Where a line of the listing below includes the word "query", reproduce that line.

- _Available data_

───

PR #412, opened 2020-11-09
Fix repeated typo in file docs

Daft-Freak:
"the the" -> "to the"

Looks like I copy/pasted that a few times... Oops.


Gadgetoid:
We've all been there, thank you!

PR #1005, opened 2015-11-24
disable writing a temp file when checking connections

mossprescott:
We no longer strictly require the ability to write, now that some
queries can be run in "streaming" mode.

SD-1163 #done


mossprescott:
Merging based on @jedesah's thumbs up in chat. Not even waiting for Travis, because what could go wrong?

PR #1006, opened 2015-11-25
fix handling of views containing absolute paths

mossprescott:
SD-1165 #done

When the ViewBackend is created, it normalizes all paths in every view
query so that they can be composed with each other. Previously, this
normalization ignored absolute paths, leaving us with a mixture of
absolute and relative paths, and if an absolute path happened to refer
to another view, it would not be properly expanded when it came time to
evaluate the (outer) view's query.

Now all paths in view queries are converted to absolute, just to make
it easier to understand/explain. The locations of the views themselves
are still stored as relative and interpreted relative to '/', just
because that's how the Backend trait works. That means the fix here is
really just to convert paths in queries to relative when doing the view
lookup.

### DIFF
--- a/core/src/main/scala/quasar/backend.scala
+++ b/core/src/main/scala/quasar/backend.scala
@@ -280,9 +280,13 @@ object ThreadPoolAdapterBackend {
 final case class ViewBackend(backend: Backend, views0: Map[Path, ViewConfig]) extends Backend {
   import Backend._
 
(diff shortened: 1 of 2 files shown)


sellout:
This makes sense, and the test changes look good. Seems like pathy will help us avoid issues like this in future.

mossprescott:
Yes, I think pathy will help some, and I think switching to free algebras will, too.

───

- _The answer_
query so that they can be composed with each other. Previously, this
evaluate the (outer) view's query.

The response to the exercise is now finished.